Journal of Interactive Learning Research Volume 28, Number 3, ISSN 1093-023X Publisher: Association for the Advancement of Computing in Education (AACE), Waynesville, NC


In this paper we present a learning design approach that leverages perspective-taking to help students learn about complex systems. We define perspective-taking as projecting one’s identity onto external entities (both animate and inanimate) in an effort to predict and anticipate events based on ecological cues, to automatically sense the affordances of objects in the environment and take advantage of these affordances, and to understand the mental states of other individuals; an ability crucial for socialization and communication. We introduce one key construct; “phenomenological connectors”, which are essentially embodied perspective-taking activities across micro and macro levels of a system.
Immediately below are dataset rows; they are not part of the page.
PR #1808, opened 2018-09-27
Error for missing SETTINGS frame

### LINKED ISSUE #1697: Error for not receiving SETTINGS frame as the first frame on a control stream
The paragraph says the a SETTING frame must be the first frame on a control stream but it does not specifies which error should be sent if that is not the case.

>  A SETTINGS frame MUST be sent as the first frame of either control stream (see {{stream-mapping}}) by each peer, and MUST NOT be sent subsequently or on any other stream. If an endpoint receives an SETTINGS frame on a different stream, the endpoint MUST respond with a connection error of type HTTP_WRONG_STREAM. If an endpoint receives a second SETTINGS frame, the endpoint MUST respond with a connection error of type HTTP_MALFORMED_FRAME.

MikeBishop:
Fixes #1697.

### DIFF
--- a/draft-ietf-quic-http.md
+++ b/draft-ietf-quic-http.md
@@ -556,9 +556,11 @@ The control stream is indicated by a stream type of `0x43` (ASCII 'C').  Data on
 this stream consists of HTTP/QUIC frames, as defined in {{frames}}.
 
 Each side MUST initiate a single control stream at the beginning of the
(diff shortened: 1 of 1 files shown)


martinthomson:
YAEC

mikkelfj:
Not quite as esoteric I'm afraid. I'd suggest Yet Another Error Code. That, or Yeti Animals Exist Covertly.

Phenomenological connectors enable the learner to step inside the system at various levels, thereby having first-person experiences of multiple agents and components, as they attempt to make sense of the system. We consider agent-based modeling activities as exemplar of this design approach. We argue that agent-based models (ABMs) present unique perspective-taking challenges, and learning opportunities, to learners. Informed by the learning design approach proposed, we present a curricular agent-based modeling unit on Particulate Nature of Matter (PNoM) and present data from the implementation of this unit in two 10th grade science classes. The discussion of data focuses on how students make sense of their first-hand experiences in a diffusion of odor experiment, where students collectively act as sensors to track the diffusion of odor, by building and reasoning with agent-based models, and taking perspectives of different agent- and aggregate-level elements of the system.


Soylu, F., Holbert, N., Brady, C. & Wilensky, U. (2017). Embodied Perspective Taking in Learning About Complex Systems. Journal of Interactive Learning Research, 28(3), 269-303. Waynesville, NC: Association for the Advancement of Computing in Education (AACE). Retrieved March 24, 2019 from .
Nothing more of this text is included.